The guy seems to have left town yesterday and we have no idea where he has gone. Cam went and visited him yesterday morning to pick up the money he owes him and to have a look at the snakes. He still had the snakes on the premises (in the same unclean enclosures) but claims to have sold them all in one lot, except for some of the larger coastals and wouldnt agree to letting Cam have a pick of any of the snakes. He also claimed not to have any cash on him when Cam visited in the morning but agreed to have it ready for him in the afternoon and made an agreement for Cam to come around after uni. When Cam returned the bloke had cleared out, the house was empty no sign of the snakes or the money he owes Cam...

So that really just confirms what a gutless and worthless individual this person is, I wouldnt trust a word he says to anyone. I wonder if the Qld police or parks and Wildlife have any idea about this latest development, I might have to make a couple of calls.

I hope Mother Karma has a surprise in store for him...


----------



## KaotikJezta (Aug 23, 2011)

Well I hope he did sell the snakes and he hasn't let them go or worse.


----------



## Chris1 (Aug 23, 2011)

well, didnt think my opinion of this guy could get any lower, but it has,...

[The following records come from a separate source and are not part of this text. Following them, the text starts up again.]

PR #4478, opened 2021-02-22
push-hook: replace +should-proxy-update with +transform-proxy-update

tacryt-socryp:
This is a prerequisite for us to stop trusting client timestamps in `%graph-store`. Note that this retains all of the semantics and behavior of the `+should-proxy-update` arm, while adding the option of transforming the vase that the client supplies to the `%push-hook`.

Fixes: https://github.com/urbit/landscape/issues/270

Note: Needs close review and Ropsten testing before it is ready to go out. It is ready for review though!


ixv:
I get this when trying to boot a fakezod: 
image

tacryt-socryp:
Will boot up a new fakezod and try again.

tacryt-socryp:
@ixv Resolved the issue. It was as simple as `+welp` instead of `+weld`.

urcades:
stamp

ixv:
ropsten net is up

pkg/arvo/lib/push-hook.hoon
```diff
@@ -301,20 +301,20 @@
...
   ::
   ++  poke-update
-    |=  =vase
+    |=  vas=vase
     ^-  (quip card:agent:gall _state)
-    ?>  (should-proxy-update:og vase)
-    =/  wire
-      (make-wire /store)
+    =/  vax=(unit vase)  (transform-proxy-update:og vas)
+    ?>  ?=(^ vax)
```
liam-fitzgerald, line 307: `=/  =vase  (need (tranform-proxy-update:org vas))`

pkg/arvo/app/graph-push-hook.hoon
```diff
@@ -66,28 +66,99 @@
...
-      %tags               %.n
-      %tag-queries        %.n
-      %run-updates        %.n
+      %add-nodes
+    ?.  (is-allowed-add:hc rid nodes.q.update)
+      ~
+    =/  mark  (get-mark:gra rid)
+    ?~  mark  `vas
+    |^
+    =/  transform=$-([index:store post:store atom ?] [index:store post:store])
```
liam-fitzgerald, line 82: This would be way cleaner as just a `=+` and `!<`

liam-fitzgerald (approved):
Couple style nits, nothing major. If this works well on testnet then LGTM!

tacryt-socryp:
@ixv found an issue on the testnet, but I've pushed a fix for it here, and also applied it to `~tacryt`. It's unnecessary for it to be applied to the other ships, since `~tacryt` is the group host. Ready for more testing!

tacryt-socryp:
If this is merged as is, it will regress the "pending message display" feature, so I'm putting this back to draft status and continuing a rewrite to the pending message system to use `node hash` as its unique identifier. As such, I'm building out a thread that we will send all `%add-nodes` events from the frontend to, which will return us a map from index to hash that we can use to generate "unique pending messages" on the frontend that get cleared as they currently do.

tacryt-socryp:
@liam-fitzgerald Can you do a review pass on the %graph-add-nodes thread I just added? It compiles, but have yet to integrate it into the frontend.

liam-fitzgerald:
Yeah `-graph-add-nodes` looks fine for that particular case

tacryt-socryp:
Okay, as of now, this is ready for full-on testing, as it is feature-complete. @matildepark @ixv

matildepark:
Will review the API and store logic but could you merge master back in? The store has a conflict, may affect the review.

tacryt-socryp:
I've discovered issues today and been fixing them. Now, all of the backend actions work properly, but I still need to fix some interface display issues.

liam-fitzgerald (approved):

PR #4481, opened 2021-02-23
chat: correctly pad daybreak divider

jamesacklin:
Pads the message content itself, not the daybreak or unread dividers.

image

Fixes urbit/landscape#475.


matildepark (approved):
lgtm, straightforward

lower than a snakes belly,....


----------



## herpkeeper (Aug 23, 2011)

Just so every body knows - I have PERSONALLY found GOOD homes for ALL of these animals in question ! The person in question no longer keeps animals and probably will never keep reptiles again. There is a case still pending against him, he know's he has f#*^_d up and he is going to face the music ! I am not happy about what has happened as some of those animals where animals that I have bred myself, that's why I have intervened ! BUT I can personally assure everyone concerned about the welfare of these animals, they now are in the care of very dedicated & experienced keepers !

cheers
Mark

Colin, this thread should be closed mate...


----------



## Renenet (Aug 23, 2011)

herpkeeper said:


> I can personally assure everyone concerned about the welfare of these animals, they now are in the care of very dedicated &amp; experienced keepers



That's good to know.


----------



## pharskie (Aug 23, 2011)

thats great to hear but why was he such a douch bag and skip on the money he owed and even though he was bailing still couldnt pass along one of the many he had to a bloke who obviously cared about them.


----------



## herpkeeper (Aug 23, 2011)

pharskie, I don't know anything about this guy owing anybody anything ? It is not my concern & I will not get involved as it has nothing to do with me. The welfare of the animals on the other hand was paramount, that's why I intervened... and that is all I have to say about it.

cheers
Mark


----------



## SeanK (Aug 24, 2011)

herpkeeper said:


> Just so every body knows - I have PERSONALLY found GOOD homes for ALL of these animals in question ! The person in question no longer keeps animals and probably will never keep reptiles again. There is a case still pending against him, he know's he has f#*^_d up and he is going to face the music ! I am not happy about what has happened as some of those animals where animals that I have bred myself, that's why I have intervened ! BUT I can personally assure everyone concerned about the welfare of these animals, they now are in the care of very dedicated & experienced keepers !
> 
> cheers
> Mark
> ...



Mark thanks for that info.

All we wanted was for these snakes to be cared for, even though it took a lot of effort and frustration along the way the only outcome we ever really hoped for was for these snakes to live in good conditions. Thats happened now it seems, Im satisfied with that.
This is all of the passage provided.